Torrey Lyn Salmon Truszkowski ‘12, a Ph.D. candidate at Brown University, returned to The University to present her research Friday. While at The University, Truszkowski majored in neuroscience and was a member of the honors program. She is currently studying multi sensory processing.
Truszkowski’s research centers around how the brain finds out about the world. We use our five senses to tell us about the world. These five senses send information to our brain, which processes the information and responds to it. While scientists know a lot about what happens when one sense sends information to the brain, they know less about what happens when more than one sense sends information at the same time.
For example, you can both see and hear a bee flying near flowers; both your eyes and your ears are relaying information back to your brain. Truszkowski is trying to see what happens in your brain when it integrates both types of information.
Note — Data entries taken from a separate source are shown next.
PR #341, opened 2020-11-18
Adds rollup runner and integration tests

dbbaughe:
*Issue #, if available:*

*Description of changes:*

### DIFF
--- a/src/main/kotlin/com/amazon/opendistroforelasticsearch/indexmanagement/rollup/RollupRunner.kt
+++ b/src/main/kotlin/com/amazon/opendistroforelasticsearch/indexmanagement/rollup/RollupRunner.kt
@@ -15,20 +15,41 @@
 
 package com.amazon.opendistroforelasticsearch.indexmanagement.rollup
 
+import com.amazon.opendistroforelasticsearch.indexmanagement.elasticapi.retry
+import com.amazon.opendistroforelasticsearch.indexmanagement.elasticapi.suspendUntil
+import com.amazon.opendistroforelasticsearch.indexmanagement.rollup.action.get.GetRollupAction
+import com.amazon.opendistroforelasticsearch.indexmanagement.rollup.action.get.GetRollupRequest
+import com.amazon.opendistroforelasticsearch.indexmanagement.rollup.action.get.GetRollupResponse
+import com.amazon.opendistroforelasticsearch.indexmanagement.rollup.action.index.IndexRollupAction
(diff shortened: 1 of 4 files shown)


src/main/kotlin/com/amazon/opendistroforelasticsearch/indexmanagement/rollup/RollupRunner.kt
```diff
@@ -109,5 +130,331 @@ object RollupRunner : ScheduledJobRunner,
...
+
+    private suspend fun releaseLockForRollupJob(context: JobExecutionContext, lock: LockModel): Boolean {
+        return context.lockService.suspendUntil { release(lock, it) }
+    }
+
+    // TODO: Clean up runner
+    // TODO: Scenario: The rollup job is finished, but I (the user) want to redo it all again
+    /*
+    * TODO situations:
+    *  There is a rollup.metadataID and doc but theres no job in target index?
```
qreshi, line 212: Just a heads up, I believe we do recover from this scenario now, however, it's not exactly as the TODO message expects:

* During `isJobValid`, we'll validate source and target index
* If we get the condition in this scenario, where rollup.metadataID and doc exist but there is no job in target index, we resolve it by updating the mappings for the target index and add the job in

So we recover from it but neither start over or move to `FAILED`, I suppose it would recover silently and continue from wherever the metadata has left off.

We can go over this behavior as part of reviewing retry logic later on to discuss if it's what we want or not.

src/main/kotlin/com/amazon/opendistroforelasticsearch/indexmanagement/rollup/RollupRunner.kt
```diff
@@ -109,5 +130,331 @@ object RollupRunner : ScheduledJobRunner,
...
+                            // If we fail to renew the lock it doesn't mean we need to perm fail the job, we can just return early
+                            // and let the next execution try to process the data from where this one left off
+                            return
+                        }
+                    } catch (e: RollupMetadataException) {
+                        // Rethrow this exception so it doesn't get consumed here
+                        logger.info("RollupMetadataException being thrown", e)
+                        throw e
+                    } catch (e: Exception) {
+                        // TODO: Should update metadata and disable job here instead of allowing the rollup to keep going
```
qreshi, line 322: This TODO should also be a candidate for inclusion whenever we work on retry logic.

qreshi (approved):

qreshi (approved):

thalurur (approved):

She began her research by knowing that there are neurons — specialized cells in the nervous system that can send messages throughout the body — that can respond to more than one sense. These cells live in the brainstem, and the response of the cell depends on how salient (how important) the stimulus is.
Truszkowski and the researchers with whom she works determined that neurons respond to stimuli based on the principle of inverse effectiveness. This means that when two small stimuli are combined, the neuron responds with a large response. However, when two large stimuli are combined, the neuron does not respond with a proportionately larger response. Thus, the difference between stimulus size and response size is smaller with a large stimulus than with a smaller stimulus.
Using tadpoles as a model, Truszkowski examined different levels of stimulus response. She looked at behavior responses using the whole organism, and she looked at the cellular response by examining the neurons themselves. In both cases, she determined the same thing: a lower-saliency combination of stimuli results in a greater response than a high-saliency combination of stimuli.
After talking about her research, Truszkowski spent some time discussing graduate school and what she plans on doing after she finishes graduate school. She pointed out that there are many options for new doctorate holders, not just careers in academia. One option she is looking at is working to improve the perceptions of science and scientists by increasing scientific literacy and education. Another avenue she is considering is using her scientific knowledge and abilities to help inform public policy.
A final avenue she is thinking about is scientific diplomacy: using science to facilitate or improve relations between countries.
She explains that she wants to “make real change, and be the person who changes the world.”
Truszkowski encouraged those considering a career in research to gain experience and find a good research advisor. She explained that the topic of one’s research does not matter as much as the person with whom one conducts research with. She cites her advisor, Carlos Aizenman Ph.D., as an example of a supportive advisor who allowed her to pursue her research goals and her interests in using science to change the world. When asked what students should consider when applying to graduate school, Truszkowski responded, “If you’re thinking about a Ph.D., that’s something you need – a supportive advisor.”